SPONSORED CONTENT -- (StatePoint) Chronic obstructive pulmonary disease (COPD), which includes chronic bronchitis and emphysema, is a long-term lung disease that makes it hard to breathe. Impacting 11.7 million people in the United States, many people think of it only as a disease that impacts people who smoke and use tobacco products, but long-term exposure to dust, chemicals, fumes and vapors from the workplace are also risk factors.

In fact, work-related exposures account for 10-20% of either respiratory symptoms or lung function impairment consistent with COPD.

To help people understand the many facets of COPD risk, the American Lung Association is launching a campaign to raise awareness of occupational COPD. As part of the campaign, they are sharing patient insights, along with information to help people identify workplace risk factors and signs of disease progression.

Knowing the Risk Factors

Mary Cohen, who lives with COPD, started having symptoms when working at a nail and hair salon.

“I did not realize that working in a hair and nail salon doing nails would put me at risk for lung disease, COPD,” says Cohen.

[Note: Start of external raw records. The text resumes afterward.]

PR #3975, opened 2024-07-09
engine/signal: Add signal manager module and support for sending signal messages

mastercactapus:
**Description:**
It adds the signal manager, which adds pending signals to the outgoing messages queue and supports sending signals to Slack.


engine/sendmessage.go
```diff
@@ -168,8 +171,29 @@ func (p *Engine) sendMessage(ctx context.Context, msg *message.Message) (*notifi
 			ScheduleID:   msg.ScheduleID,
 			Users:        onCallUsers,
 		}
+	case notification.MessageTypeSignalMessage:
+		id, err := uuid.Parse(msg.ID)
+		if err != nil {
+			return nil, errors.Wrap(err, "parse signal message id")
+		}
+		rawParams, err := gadb.New(p.b.db).EngineGetSignalParams(ctx, uuid.NullUUID{Valid: true, UUID: id})
```
Forfold, line 179: had to go up & expand almost 200 lines to see that `p` = `Engine`. Still not sure what the `b` is 😬

engine/signalmgr/queries.sql
```diff
@@ -0,0 +1,34 @@
...
+SET
+    message_id = $2
+WHERE
+    id = $1;
+
+-- name: SignalMgrDeleteStale :exec
+-- Delete stale pending signals.
+DELETE FROM pending_signals
+WHERE message_id IS NULL
+    AND created_at < NOW() - INTERVAL '1 hour';
```
Forfold, line 33: I feel like this may have unexpected consequences down the road, but hopefully a user is never in this situation

mastercactapus: Mitigating factors:
- The data in this table is only useful/needed until a message is sent
- If a message is over an hour old, it means there is at least an hour worth of more-important messages being sent in the meantime
- Signals represent a way to potentially have a lot more messages coming through, so it serve as a cap on the backlog as well

engine/sendmessage.go
mastercactapus: Yes, the engine code badly needs refactor and to be broken apart, the receiver methods are far too long.

IIRC the `b` is just a bunch of prepared statements, a small PR converting them to sqlc is likely in order too.

allending313 (approved):

PR #3977, opened 2024-07-10
dest: use gadb.DestV1 for Destination and DestinationInput

mastercactapus:
**Description:**
Switches from generated models to use `gadb.DestV1` for GraphQL to simplify code and future validation.

### DIFF
--- a/graphql2/graphqlapp/destinationdisplayinfo.go
+++ b/graphql2/graphqlapp/destinationdisplayinfo.go
@@ -7,6 +7,7 @@ import (
 
 	"github.com/nyaruka/phonenumbers"
 	"github.com/target/goalert/config"
+	"github.com/target/goalert/gadb"
 	"github.com/target/goalert/graphql2"
 	"github.com/target/goalert/util/errutil"
 	"github.com/target/goalert/util/log"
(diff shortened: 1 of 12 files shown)


graphql2/graphqlapp/destinationdisplayinfo.go
```diff
@@ -21,40 +22,15 @@ type (
...
-	m := make(map[string]string, len(obj.Values))
-	for _, val := range obj.Values {
-		m[val.FieldID] = val.Value
-	}
-
-	return m, nil
-}
-
-func (a *Destination) Values(ctx context.Context, obj *graphql2.Destination) ([]graphql2.FieldValuePair, error) {
+func (a *Destination) Values(ctx context.Context, obj *gadb.DestV1) ([]graphql2.FieldValuePair, error) {
```
Forfold, line 33: I don't see any error checks here, perhaps we can set the return type to only `[]graphql2.FieldValuePair`?

test/smoke/actionvalidate_test.go
```diff
@@ -26,10 +25,17 @@ func TestActionValid(t *testing.T) {
 	check := func(destType string, dest, dyn params) harness.QLResponse {
 		t.Helper()
 		var vars struct {
-			Input graphql2.ActionInput `json:"input"`
+			Input struct {
```
Forfold, line 28: should we be using `DestV1` here?

graphql2/graphqlapp/destinationdisplayinfo.go
mastercactapus: This is a GraphQL resolver (i.e., compatibility resolver), so it needs to have that specific signature (args and return values) even if it doesn't have an error condition.

test/smoke/actionvalidate_test.go
mastercactapus: No, since this is a test, it should be self-contained so that it fails if something changes in an incompatible way. Before, if ActionInput changed in a breaking way, this test wouldn't detect the problem since it re-used that type.

Forfold (approved):

PR #4013, opened 2024-07-23
dest: switch UI and alertlog from type/val to dest

mastercactapus:
**Description:**
- Switch alert log to use dest registry and sqlc
- move UI away from targets to dest where appropriate


alert/alertlog/store.go
```diff
@@ -316,46 +310,34 @@ func (s *Store) logEntry(ctx context.Context, tx *sql.Tx, _type Type, meta inter
...
 		case permission.SourceTypeNotificationCallback:
 			r.subject._type = SubjectTypeUser
-			var dt notification.ScannableDestType
-			err = txWrap(ctx, tx, s.lookupCallbackType).QueryRowContext(ctx, src.ID).Scan(&dt.CM, &dt.NC)
+			r.subject.userID = permission.UserNullUUID(ctx)
+
+			id, err := uuid.Parse(src.ID)
 			if err != nil {
-				return nil, errors.Wrap(err, "lookup notification type for callback ID")
+				return nil, errors.Wrap(err, "parse channel ID")
```
Forfold, line 329: is this always a channel (thinking as in slack channel)?
```suggestion
				return nil, errors.Wrap(err, "parse destination source ID")
```

Forfold: NVM realizing this is probably meaning notification channel

mastercactapus: yes, regardless of type it's the UUID of a row in the `notification_channels` table

Forfold (dismissed):

Forfold (approved):

allending313 (approved):

PR #4071, opened 2024-09-19
http: Add Secure Headers

mastercactapus:
**Description:**
This PR adds secure headers to responses, using a nonce value for CSP.

If necessary, they can be disabled with `--disable-secure-headers`


mastercactapus:
note: this needs to be tested with a caching reverse-proxy, it seems the index page headers may need to be adjusted

KatieMSB (approved):

PR #4116, opened 2024-11-01
engine/schedulemanager: convert to sqlc

mastercactapus:
**Description:**
Transitions the schedule manager to sqlc
- most IDs are now handled natively as UUIDs
- Queries are unchanged


m17ch (approved):
LGTM 👍

PR #4124, opened 2024-11-08
logging: introduce slog.Logger

mastercactapus:
**Description:**
Introduced `*slog.Logger` to the `App` struct as an eventual replacement for the custom logging package.

This can also be used as a logger to pass into other tools that take an *slog.Logger argument.


KatieMSB (dismissed):

KatieMSB (approved):

m17ch (approved):
LGTM 👍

The leading industries and job types that increase risk for COPD include agriculture, mining and manufacturing, however many types of workplaces, from construction to welding, can potentially expose workers to harmful irritants that can contribute to developing COPD. Workplace exposures include:

• Secondhand smoke

• Mineral dusts like silica, coal and asbestos

• Organic dusts like cotton, wood and grains

• Metal or welding fumes like cadmium

• Diesel or exhaust fumes

• Asphalt, tar fumes, or vapor in roads or roofing

• Smoke from fires

Recognizing the Signs

While there is no cure for COPD, it is often preventable and once diagnosed, can be managed and treated. That’s why recognizing the symptoms as early as possible is so important. These symptoms include shortness of breath, a cough that may bring up sputum (mucus or phlegm), wheezing, tiredness or fatigue, or repeated lung infections like bronchitis or pneumonia. Perhaps a person notices they are taking the elevator instead of the stairs because of shortness of breath, or that they develop a lingering cough every time they sweep sawdust. Unfortunately, people often attribute these changes to their health to aging or because they have gained weight or are out of shape.

If a person has been exposed to risk factors for occupational COPD or has symptoms, the American Lung Association recommends that they speak to their healthcare provider. Learn more at

The workplace is where people spend hours of their day and years of their life. Learning more about how to protect the lungs at work is critical.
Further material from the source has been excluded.